I’ll just refer you to my preview here

The short of it is basically, 1. Far easier to assemble than the Zukei-Mura one. 2. A great load out of weapons but half of it can not be used due to the fact they are for the Vietnam Spad and the HVAR is a complete unusable mess. And 3. Decal is good but not complete. Hope some aftermarket companies can come up with a complete maintenance stencil sheet.  


After perusing the instructions and understand it completely, construction begins. Now the instructions starts out with the very nice Wright R-3350 engine. But I decided to digress and go all the way to the end and started with the weapons. These are easy and should wax the mojo and get it going. My plan was to do everything, including the Vietnam weapons and then take a “loadout” photo (yes, I did make all those mess of a mess HVAR rockets, then promptly threw all of them into the “junkyard” box)…But as you will learn later on, events eventually conspired to make short work of that plan,

When all the weapons were done, puttied and primed, I set them aside later for painting. Now to step 1 and that gorgeous R-3350 engine. Over 50 parts goes into it and it’s a beau. Now, it seems the Zukei-Mura one, as describe by Mr. Thomas Clever, the exhaust pipes were a real PITA and just will not go. Well, I had a hell of a time with the pipes too. The biggest problem was that the instruction here just sucked. There is no description of the engine orientation and what exhaust part goes into what hole(s). The end result was I had to look a few steps ahead at the engine to see the pipes in their correct relations to the correct engine orientation. That, and also a lot dry fit and trial and error. Luckily, everything fits and the holes are tight enough that you just need to tap it in mostly and it will settle. Once I got the correct orientation and got the first pipe in correctly, the rest was easy. Although, it took a bit of elbow grease, cajoling and plenty of F bombs and S bombs along the way to get there.

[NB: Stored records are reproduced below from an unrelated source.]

PR #1556, opened 2025-06-13
Add spatial topology blueprint mesh to Rover's output

siramok:
Addresses bullets in #1513

- Using VisIt as a guide, rover now generates a spatial topology blueprint mesh.
- Metadata is now plumbed through rover, specifically time and cycle (better output parity with VisIt).
- xray_data information has been added to the output state.
- Rover tests have been refactored and now render every field as part of each test.
- The existing tests now have "rotated" variants.
- In all cases, spatial fields have rotated baseline images so that their depth can be observed.
- There are now 2 conduit blueprint diff tests.


siramok:
VisIt uses separate functions to fill the output state, topologies, coordsets, and fields. For organization's sake I think it would be best to copy that approach before adding additional blueprint meshes, but I haven't currently done so.

src/libs/rover/rover.cpp
```diff
@@ -26,6 +26,12 @@ Rover::Rover()
 {
   // Ensure that we always start from a default state
   rover::settings.reset();
+
+  // Metadata
+  rover::settings["state/time"] = -1.0f;
+  rover::settings["state/cycle"] = -1;
```
JustinPrivitera: I'm not sure how I feel about these default values. It probably makes more sense to not include these by default, and only add them if the dataset includes them.

You should craft a test case that does not have cycle or time and see what happens.

JustinPrivitera:
> VisIt uses separate functions to fill the output state, topologies, coordsets, and fields. For organization's sake I think it would be best to copy that approach before adding additional blueprint meshes, but I haven't currently done so.

I agree that that will be the best approach once we get everything into the output. Otherwise it will be too cluttered.

JustinPrivitera:
I will review after you add multiple tests that create renders of the spatial extents mesh. Ideally the camera is rotated so that the mesh is not viewed from head on but at an angle so that we can see that it is different from the image topo mesh.

JustinPrivitera:
We can also rotate the x ray detector so that we create more interesting renders.

JustinPrivitera:
We should also add tests that diff the state node outputs with an inlined conduit node with the correct answers.

JustinPrivitera:
We should have something like this: https://github.com/visit-dav/visit/blob/355dd795dcbde0b692d8284cfe632c8775f63555/src/test/tests/queries/xrayimage.py#L620

JustinPrivitera:
Let's have renders for optical_depth fields as well. We should attempt to have tests that capture every single thing included in the output and the inputs we provide in tests should cover as many of the edge cases as possible.

siramok:
> Let's have renders for optical_depth fields as well. We should attempt to have tests that capture every single thing included in the output and the inputs we provide in tests should cover as many of the edge cases as possible.

We discovered offline that the optical_depth fields are currently broken and have decided to not include baselines for them until they're fixed.

src/libs/rover/rover.cpp
```diff
@@ -176,63 +176,83 @@ Rover::update_camera()
...
-  if (rover::settings.has_path("camera/look_at"))
+  if (n_camera.has_child("elevation"))
   {
-    float64_accessor vec3 = rover::settings["camera/look_at"].value();
-    vtkmVec3f look_at(vec3[0], vec3[1], vec3[2]);
+    const float64 elevation = n_camera["elevation"].to_float64();
+    m_camera.Elevation(elevation);
+  }
+
+  if (n_camera.has_child("zoom"))
```
JustinPrivitera: m_camera and n_camera are confusing... maybe we rename n_camera to be more descriptive.

src/tests/_baseline_images/tout_rover_xray_blueprint_braid_rotated_intensities_000100.png
JustinPrivitera, line 1: This rotation is cool, but it might also be neat to rotate the actual mesh output by a few degrees so we can see that it is a 3d box. TLDR both kinds of rotation are good.

src/tests/_baseline_images/tout_rover_xray_blueprint_multi_curv3d_rotated_intensities_spatial_000048.png
JustinPrivitera, line 1: is there an option in rover for parallel projection versus perspective projection? If not, we should add one. If there is, we should add tests for it.

siramok: There currently is not, but it's on the list of things to add.

src/tests/_baseline_images/tout_rover_xray_blueprint_braid_rotated_intensities_000100.png
siramok: Ah I see, I can work on that.

src/libs/rover/rover.cpp
siramok: Agree with this.

siramok: This has been addressed.

src/tests/_baseline_images/tout_rover_xray_blueprint_braid_rotated_intensities_000100.png
siramok: This has been addressed.

siramok:
Whoops, didn't mean to commit all the diff images. Fixing...

src/libs/rover/rover.cpp
siramok: I gave this a try by taking an example braid mesh and calling `.remove("state");` on it before performing an xray extract. Setting default values for time and cycle worked but not setting them at all also worked. Given that, I've removed these default values, and now only append time/cycle to the blueprint output if it's provided by metadata.

siramok:
Seems that CI doesn't like the conduit blueprint diff tests.

siramok:
Decided to comment them out for now while we discuss what to do next.

src/libs/ascent/runtimes/flow_filters/ascent_runtime_rover_filters.cpp
```diff
@@ -267,6 +267,7 @@ RoverXRay::execute()
 
   // Initialize rover and configure its behavior with the input params
   Rover rover;
+  rover.update_metadata(Metadata::n_metadata);
```
JustinPrivitera: let's use a more descriptive name for this method. Metadata can refer to everything we put under state, while this method only handles cycle and time.

src/tests/_baseline_images/tout_rover_xray_blueprint_curv3d_camera_params_intensities_000048.png
JustinPrivitera, line 1: why is this one slanted again? Is the camera slanted like that on purpose?

src/tests/_baseline_images/tout_rover_xray_params_000100.png
JustinPrivitera, line 1: what is this file here for?

src/tests/data/rover_xray_blueprint_braid_baseline.root
JustinPrivitera, line 1: what is this file for?

src/tests/data/rover_xray_blueprint_curv3d_baseline.root
JustinPrivitera, line 1: what is this file for?

src/tests/_baseline_images/tout_rover_xray_blueprint_curv3d_camera_params_intensities_000048.png
siramok: Yes, it's intentional. I rotated the camera for the spatial field baseline images to address your feedback about having both types of rotation. Since the spatial fields are always 3D, I figured why not tilt the camera so that their depth can be observed.

src/tests/_baseline_images/tout_rover_xray_params_000100.png
siramok: I think this may have been old, as far as I can tell it's not used for anything anymore.

src/tests/data/rover_xray_blueprint_braid_baseline.root
siramok: It's rover's output from the example conduit braid mesh, it's used as a baseline for the braid blueprint diff test.

src/tests/data/rover_xray_blueprint_curv3d_baseline.root
siramok: It's rover's output from the curv3d data, it's used as a baseline for the curv3d blueprint diff test.

siramok:
Paths failing the diff tests:

braid:
- domain_000000/state/xray_data/optical_depth_max
- domain_000000/fields/intensities/values
- domain_000000/fields/optical_depth/values
- domain_000000/fields/intensities_spatial/values
- domain_000000/fields/optical_depth_spatial/values

curv3d:
- domain_000000/fields/intensities/values
- domain_000000/fields/optical_depth/values
- domain_000000/fields/intensities_spatial/values
- domain_000000/fields/optical_depth_spatial/values

src/tests/_baseline_images/tout_rover_xray_params_000100.png
JustinPrivitera: doesn't need to be in this PR then. Let's remove.

src/tests/data/rover_xray_blueprint_braid_baseline.root
JustinPrivitera: like we discussed, likely better to just do inline node as a string and then parse and diff.

src/tests/data/rover_xray_blueprint_curv3d_baseline.root
JustinPrivitera: see above.

JustinPrivitera:
> Paths failing the diff tests:
> 
> braid:
> 
>     * domain_000000/state/xray_data/optical_depth_max
> 
>     * domain_000000/fields/intensities/values
> 
>     * domain_000000/fields/optical_depth/values
> 
>     * domain_000000/fields/intensities_spatial/values
> 
>     * domain_000000/fields/optical_depth_spatial/values
> 
> 
> curv3d:
> 
>     * domain_000000/fields/intensities/values
> 
>     * domain_000000/fields/optical_depth/values
> 
>     * domain_000000/fields/intensities_spatial/values
> 
>     * domain_000000/fields/optical_depth_spatial/values

Let's follow the visit test more closely and inline a conduit node with just the state info. If we want to diff fields we can try that, but they are likely to be different on different platforms as we have seen.

src/libs/ascent/runtimes/flow_filters/ascent_runtime_rover_filters.cpp
siramok: This has been addressed.

src/tests/_baseline_images/tout_rover_xray_params_000100.png
siramok: I brought it back.

src/tests/data/rover_xray_blueprint_braid_baseline.root
siramok: This has been addressed.

src/tests/data/rover_xray_blueprint_curv3d_baseline.root
siramok: This has been addressed.

src/tests/_baseline_images/tout_rover_xray_params_000100.png
JustinPrivitera: I'm confused; the github diff suggests that you are deleting this file with this PR. But you said "I brought it back." Where did it come from? Why are we deleting it?

src/libs/rover/typed_scheduler.cpp
```diff
@@ -652,8 +652,9 @@ TypedScheduler<FloatType>::to_blueprint(Node &data)
   xray_data["detector_height"] = detector_height;
   xray_data["intensity_max"].set(DataType::float64(1));
   xray_data["intensity_min"].set(DataType::float64(1));
-  xray_data["optical_depth_max"].set(DataType::float64(1));
-  xray_data["optical_depth_min"].set(DataType::float64(1));
+  // TODO: Uncomment this when optical_depth is fixed
+  // xray_data["optical_depth_max"].set(DataType::float64(1));
+  // xray_data["optical_depth_min"].set(DataType::float64(1));
```
JustinPrivitera: FYI: I don't think you need to set the type of the data to float64 if you are later fetching a float64 and using .set to put it in the node.

siramok: Good to know. Since this change didn't fix CI like I had hoped anyways, I'll just revert it to how it was.

siramok: Actually, your comment is applicable either way, will address.

siramok: Double actually, doing it this way forces the blueprint output to be ordered the same way as visit's xray query output (not functionally different, but nice), so I think it's best to leave alone. Thanks for making me consider this decision more carefully, and sorry for the whiplash.

src/tests/_baseline_images/tout_rover_xray_params_000100.png
siramok: Yes, let me clarify. This seems to be one of the original baseline images for rover, originally committed in 2020 with 2-3 renames since then. Since this PR added a bunch of new baseline images with field names appended, I noticed that this image wasn't used for anything anymore and removed it. Then I interpreted your comment "doesn't need to be in this PR then" to mean "let's leave this file alone and not make this change right now" and therefore brought it back.

src/libs/rover/typed_scheduler.cpp
JustinPrivitera: The order doesn't necessarily matter. If you were concerned about order, you could just do 
```c++
xray_data["optical_depth_max"];
xray_data["optical_depth_min"];
```
to add those children to the node.

siramok: Nice, the best of every world, I'll do this.

JustinPrivitera (approved):

PR #1561, opened 2025-06-18
add vtkm patch for z extents ray culling bug

nicolemarsaglia:
add vtkm patch for z extents ray culling bug


cyrush (approved):
thanks for hunting this down and getting this patch in!

PR #1568, opened 2025-06-26
Task/6 26 25 1536 conduit error when rendering a rectilinear mesh with integer coordinate values

### LINKED ISSUE #1536: Conduit error when rendering a rectilinear mesh with integer coordinate values
A Conduit error is thrown when attempting to render a pseudocolor plot of a rectilinear mesh with integer (both int32 and int64) (x, y, z) coordinates:
```
Node::as_float64_ptr() const -- DataType int64 at path domain_000000/coordsets/image_coords/values/x does not equal expected DataType float64
```

This error does not occur when using float for the (x, y, z) coordinates (I can provide an example if that would be helpful).

The mesh I used: [tout_rover_xray_query100.cycle_000100.zip](https://github.com/user-attachments/files/20378263/tout_rover_xray_query100.cycle_000100.zip)

The Ascent actions I used:
```
...
conduit::Node scenes;
scenes["s1/plots/p1/type"] = "pseudocolor";
scenes["s1/plots/p1/field"] = "intensities";

conduit::Node actions;
conduit::Node &add_plots = actions.append();
add_plots["action"] = "add_scenes";
add_plots["scenes"] = scenes;

Ascent ascent;
conduit::Node ascent_opts;
ascent.open(ascent_opts);
ascent.publish(data);
ascent.execute(actions);
...
```

emily-howell:


src/tests/data/tout_rover_xray_query100.cycle_000100.root
JustinPrivitera, line 1: What is this file and what changed about it?
@emily-howell @siramok

emily-howell: New file, not changed

```
domain_000000: 
  state: 
    cycle: 100
    time: 3.1414999961853
    domain_id: 0
  coordsets: 
    image_coords: 
      type: "rectilinear"
      values: 
        x: [0, 1]
        y: [0, 1, 2, ..., 1023, 1024]
        z: [0, 1, 2, ..., 1023, 1024]
      labels: 
        x: "energy_group"
        y: "width"
        z: "height"
      units: 
        x: "bins"
        y: "pixels"
        z: "pixels"
  topologies: 
    image_topo: 
      coordset: "image_coords"
      type: "rectilinear"
  fields: 
    intensities: 
      topology: "image_topo"
      association: "element"
      units: "intensity units"
      values: [1.0, 1.0, 1.0, ..., 1.0, 1.0]
      strides: [1, 1, 1024]
    optical_depth: 
      topology: "image_topo"
      association: "element"
      units: "path length metadata"
      values: [1.0, 1.0, 1.0, ..., 1.0, 1.0]
      strides: [1, 1, 1024]
```

emily-howell: It is the file that @siramok added to his issue

JustinPrivitera: Gotcha. It might be good to give it a different name, since the naming convention it has now is that of a test output, while it is now being used as a test input.

emily-howell: Name updated, tests still passing 😄

JustinPrivitera: Thanks!

src/libs/ascent/runtimes/ascent_vtkh_data_adapter.cpp
```diff
@@ -1336,16 +1336,46 @@ VTKHDataAdapter::RectilinearBlueprintToVTKmDataSet
...
 
-    // todo assumes float64
-    const float64 *x_coords_ptr = n_coords["values/x"].as_float64_ptr();
-    const float64 *y_coords_ptr = n_coords["values/y"].as_float64_ptr();
+    const float64 *x_coords_ptr;
+    if (!n_coords["values/x"].dtype().is_float64())
+    {
+        Node temp_x;
+        n_coords["values/x"].to_float64_array(temp_x);
+        x_coords_ptr = temp_x.value();
```
cyrush: temp_x goes out of scope here, so this pointer will not be valid.
temp_x, etc have to exist one level up

cyrush:
We also can't zero-copy if we are using these temp arrays, so we need to take that into account.

src/libs/ascent/runtimes/ascent_vtkh_data_adapter.cpp
```diff
@@ -1336,45 +1336,58 @@ VTKHDataAdapter::RectilinearBlueprintToVTKmDataSet
 
     int32 ndims = 2;
 
+    if (zero_copy && 
+        (!n_coords["values/x"].dtype().is_float64() || 
+         !n_coords["values/y"].dtype().is_float64()))
+    {
+        ASCENT_ERROR("Zero-copy requested, but x or y coordinate data is not float64.\n" <<
+                    "x type: " << n_coords["values/x"].dtype().name() << 
+                    ", y type: " << n_coords["values/y"].dtype().name());
```
cyrush: we can actually set `zero_copy = false;`, there is precedent for other cases where we can't make the zero copy wish come true.

cyrush (approved):
Looks good, thanks for the updates!

Issue #1449, opened 2025-01-30
sampling interface additions


cyrush:
For uniform grid: 
- Allow spatial extents to be specified as an alternative to `origin` and `spacing`. This from will be more natural for many use cases
- Allow `fields` in addition to `field`, and support sampling multiple fields.

cyrush:
Expand sampling cases beyond uniform grids, with a generic "sample" filter.

We should provide an interface that mirrors clip (perhaps expanded to also include the seed patterns in the streamline filter)

- box (this basically is our uniform grid filter)
- line (not in clip, but perhaps should be) 
- plane
- sphere
- cylinder
- mesh: allow users to provide a blueprint mesh to sample onto

Like current sampling - start with results only on rank 0 (this is the most pressing use case)

cyrush:
@nicolemarsaglia I updated this ticket with ideas about expanding how we leverage sampling to provide users more options.

cyrush:
Box Cases:

```
type: "sample"
params: 
          field: "den"
          # or fields: ["den", "temp"]
          box:
            dims:
              i: 1500
              j: 500
            origin:
              x: 0.0
              y: 0.0
            spacing:
              dx: .01
              dy: .01 
```
```
type: "sample"
params: 
          field: "den"
          # or fields: ["den", "temp"]
          box:
            dims:
              i: 1500
              j: 500
            min:
               x: 0.0
               y: 0.0
            max:
               x: 100
               y: 100
```

Line case:
```
type: "sample"
params: 
          field: "den"
          # or fields: ["den", "temp"]
          line:
            samples: 100
            start:
               x: 0.0
               y: 0.0
            end:
               x: 100
               y: 100
```

Points case:
```
type: "sample"
params: 
          field: "den"
          # or fields: ["den", "temp"]
          points:
            x: [ x0, x1, x2, ... ]
            y: [ x0, x1, x2, ... ]
```

cyrush:
`plane`, `cylinder`, `sphere` -- require us to create a target mesh.  It's more complex than setting streamline source points or specifying a clip.

The target mesh for `box`, `line`, and `points` is straight forward.  We should support those first.

PR #1571, opened 2025-06-27
add a sample filter that samples at points (list or specd by line)

cyrush:
working towards #1449


cyrush:
This work builds off @nicolemarsaglia's uniform grid sampling work to add sampling at a list of points, or via a line (start, end, and number of samples).

I creating `vtkh::Sampler` from `vtkh::UniformGrid`. It leverages that reduction logic.

I found a few cases where types were confused due to `using` statements across header files so I renamed all of the using types to avoid future confusion.  There are also a few cases we can use newer vtk-m helpers to init arrays.

Ultimately, the `vtkh::Sampler` should subsume the uniform grid case so we have a single filter. 

Added tests for 2d/3d line sampling as well as 2d/3d list of points.

It does not seem the `radial` file is sampled correctly for the list of points cases. Radial isn't sampled in the line cases. 

Current tests create extracts, need to add render tests as well.

src/libs/ascent/runtimes/flow_filters/ascent_runtime_vtkh_filters.cpp
```diff
@@ -3929,6 +3930,244 @@ VTKHUniformGrid::execute()
...
+}
+
+//-----------------------------------------------------------------------------
+void
+VTKHSample::execute()
+{
+
+    if(!input(0).check_type<DataObject>())
+    {
+        ASCENT_ERROR("vtkh_uniform_grid input must be a data object");
```
nicolemarsaglia: leftover copy pasta: vtkh_uniform_grid -> vtkh_sample

cyrush:
radial is fine, i had a pathological case due to bad params:
Screenshot 2025-07-01 at 10 35 47 AM

src/libs/vtkh/vtkm_filters/vtkmProbe.cpp
```diff
@@ -5,54 +5,138 @@
...
+      for(int i = 0; i < num_points; ++i)
+      {
+          conn_portal.Set(i, i);
+      }
+      cellset.Fill(num_points, shape_id, indices_per, connectivity);
+      ds_probe.SetCellSet(cellset);
   }
+  else // error
+  {
+      // TODO: ERROR!
```
nicolemarsaglia: something like? ASCENT_ERROR("vtkmProbe does not recognize sampled mode: " << m_mode);

nicolemarsaglia (approved):
Looks great! Thanks for getting this done!

src/libs/vtkh/vtkm_filters/vtkmProbe.cpp
cyrush: vtk-h does not use ascent error, but has its own error class -- adding a throw of an instance of that error class.

nicolemarsaglia: oh yeah, duh!

PR #1574, opened 2025-07-08
Move verbiage in LICENSE around and update it to conform with GitHub format

markcmiller86:
These changes will cause GitHub to recognize Ascent as a BSD 3-Clause project.


cyrush (approved):
thanks @markcmiller86 !

PR #1578, opened 2025-07-11
Add compositing for Rover's optical depth output

siramok:
Addresses bullets in #1513

- Optical depth now gets composited along with intensity, fixing the multi-domain case.
- Some cleanup performed along the way.


src/libs/vtkh/compositing/EmissionPartial.hpp
```diff
@@ -103,41 +103,42 @@ struct EmissionPartial
...
     }
   }
 
+  inline void blend_optical_depth(const EmissionPartial<FloatType> &other)
+  {
+    const int num_bins = static_cast<int>(m_optical_depth_bins.size());
+    assert(num_bins == (int)other.m_optical_depth_bins.size());
+    for (int i = 0; i < num_bins; i++)
+    {
+      m_optical_depth_bins[i] += other.m_optical_depth_bins[i];
```
JustinPrivitera, line 128: how do we know += is the right answer? I see up above that emission bins uses *= and add emission below uses +=.

src/libs/vtkh/compositing/PartialCompositor.cpp
```diff
@@ -102,6 +103,9 @@ BlendEmission(const int &total_segments,
               std::vector<EmissionPartial<T>> &output_partials,
               const int output_offset)
 {
+  // TODO: Compare how optical depth is computed here vs how
+  // it's computed in connectivity tracer
+
```
JustinPrivitera, line 108: we can add a new field output temporarily to the blueprint output called "bonus" or something and then render both side by side

src/tests/_baseline_images/tout_rover_xray_blueprint_curv3d_rotated_optical_depth_000048.png
JustinPrivitera, line 1: This one looks weird. I'd like to see what VisIt does from the same camera angle.

src/tests/_baseline_images/tout_rover_xray_blueprint_multi_curv3d_optical_depth_000048.png
JustinPrivitera, line 1: fantastic

JustinPrivitera (commented):
Maybe we could follow up on the bonus optical depths and check the one camera angle with VisIt, then this should be good to go.

src/tests/_baseline_images/tout_rover_xray_blueprint_curv3d_rotated_optical_depth_000048.png
JustinPrivitera: We should have all the tools in our toolbox to set up an identical query with VisIt with all camera parameters matching.

JustinPrivitera (approved):
Awesome

src/libs/vtkh/compositing/EmissionPartial.hpp
siramok: We discussed this on teams. The current output with the latest fix applied looks reasonably close to visit's output. As far as why we do += to blend rather than *=, my intuition is that we want to add each ray segment's length per-pixel per-partial image to end up with the total distance that the ray spent travelling through the mesh.

src/libs/vtkh/compositing/PartialCompositor.cpp
siramok: We discussed this on teams. The output looked "like garbage" and changing the way it's blended to use += rather than *= produced something slightly better, but still completely off. We've decided that the current approach of computing intensity and transmission separately should just be combined within vtkm so that we compute the full intensity values.

PR #1579, opened 2025-07-11
per scene default bounds using only relevent topos

cyrush:
update scene bounds calc to use union of topologies that are used in scene plots


cyrush:
Screenshot 2025-07-14 at 9 47 40 AM

now tracking per topo bounds -- adding final scene as input to create_renders, now we have complete info at the time we setup the renders (and camera params)

cyrush:
before:
Screenshot 2025-07-14 at 9 55 00 AM

after:
Screenshot 2025-07-14 at 9 54 02 AM

cyrush:
@siramok  @JustinPrivitera close to a solution for #1559

JustinPrivitera:
Excellent; thanks so much for figuring this out!

siramok:
Nice, thanks for working on this.

src/libs/ascent/runtimes/ascent_main_runtime.cpp
```diff
@@ -1638,7 +1638,7 @@ AscentRuntime::CreateScenes(const conduit::Node &scenes)
 
     std::string renders_name = names[i] + "_renders";
 
-    if(!flow::Workspace::supports_filter_type("default_render"))
+    if(!flow::Workspace::supports_filter_type("create_renders"))
```
cyrush, line 1641: `default_render` wasn't a great name, `create_renders` conveys the purpose better

src/libs/ascent/runtimes/flow_filters/ascent_runtime_rendering_filters.cpp
```diff
@@ -1031,30 +1080,31 @@ std::map<std::string, CinemaManager> CinemaDatabases::m_databases;
 //-----------------------------------------------------------------------------
 
 //-----------------------------------------------------------------------------
-DefaultRender::DefaultRender()
+CreateRenders::CreateRenders()
```
cyrush, line 1083: used better name

src/tests/_baseline_images/tout_render_2d_poly_and_nopolypolytess_000000.png
cyrush, line 1: the extends change is correct. 

Before, it was also looking at a dataset that also had a braid topo, which has slightly larger extents

src/tests/ascent/t_ascent_render_2d.cpp
```diff
@@ -406,6 +406,121 @@ TEST(ascent_render_2d, test_render_2d_uniform_render_serial_backend)
...
+
+    scenes["s2/plots/p2/type"]  = "pseudocolor";
+    scenes["s2/plots/p2/field"] = "field_big";
+    scenes["s2/image_prefix"] = output_fbig;
+
+
+    scenes["s2/plots/p3/type"]  = "pseudocolor";
+    scenes["s2/plots/p3/field"] = "field_big";
+    scenes["s2/image_prefix"] = output_fbig;
+
```
nicolemarsaglia, line 506: multiple plots of field_big on the same scene? either copy/pasta or I'm missing the point.

cyrush: This is strange, but I did this to test the data flow graph cases in play.

Scene with a single plot does not use the union bounds filter
Scene with multiple plots tests the union bounds filter

nicolemarsaglia (approved):
I'm sure this fix will be much appreciated!

siramok:
I checked out this branch, removed the box clipping workaround we currently do for the rover tests, and then ran the tests. All of the tests still pass, so this does nicely fix the original issue.

cyrush:
Nice, thanks for that additional vetting of these changes

-Cyrus
________________________________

Now for painting of the engine, I used plenty of Model Master Metalizers. I find these to be a better option than Alclad since one little mistake with those, and you are in for it. Base color is MM Chrome Silver, then washes of Tamiya Flat Black (I find this Flat Black to be more “sooty”, perfect for general washes and for engines), MM Metalizer Exhaust, Gun Metal and near the end, a little spray of Glossy Sea Blue. For the exhaust pipes, again, start with Chrome Silver as a base, then washes of Tamiya Metallic Silver, Gunmetal, and patches of Exhaust. Finally, a good wash of Tamiya Smoke really brings it out. The crank case is MM Dark Ghost Grey, with good washes of Tamiya Flat Black, with Testor’s Grey as an offset. With the engine done, I set it aside for much later. Onto the cockpit.

The cockpit is pretty simple, but well detailed and appointed. Like the engine, ignore the color call outs. They are completely wrong. With research and reading other people’s builds, I painted the cockpit with a basic color MM Green Zinc Chromate. In fact, all exposed surfaces except the speed brakes are this color. So I took it to the wheel wells also. The instrument panel and sides are MM Flat Black and when dried, I used MM Light Ghost Grey to pick out the buttons along with red and green colors also. A good reference help here. The seat is painted in the same Green Zinc Chromate and I used the kit’s seat belts. They are pretty rudimentary but look good in a coat of paint and on the seat. Now, for the front bulkhead, I did assemble the oil tank and pipes, same with the big gas tank behind the cockpit but I did not paint them since they all but disappear when the fuselage halves are closed up. The cockpit itself was again, washed with Tamiya Flat Black.

Speaking of the fuselage, before I closed them up, with a couple of eye rolls, I decided to tackle Trumpeter’s brain fart first, namely, the big openings underneath the front lower fuselage. Two clear pieces, GP1 and GP7 go in the slots so you can view the oil tank etc. But of course, I chose not to. With plenty of shoving and cajoling, they went in and settled down without a step. I then attached the cockpit, with the engine mount and bracing in front. However, I did not attach the engine to make painting easier. Now, there are plenty of fuselage braces, G24, G28, G27, A7, A8, and G26. I don’t know why they are there since they seem to be doing nothing. But still I did attach parts G24, G28 and especially parts G27 and A7 since they go on top of the bottom speed brake and seems to help to keep it down. I did not attach A8 and G26 since A8 broke and G26 seems to interfere with the two halves. It turned out they are not need anyways since the tailwheel well more than holds the two halves together. Just to remember to dig out the two holes for the two fuselage air scoops before assemble the fuselage together. I left off the tail wheel itself till the end.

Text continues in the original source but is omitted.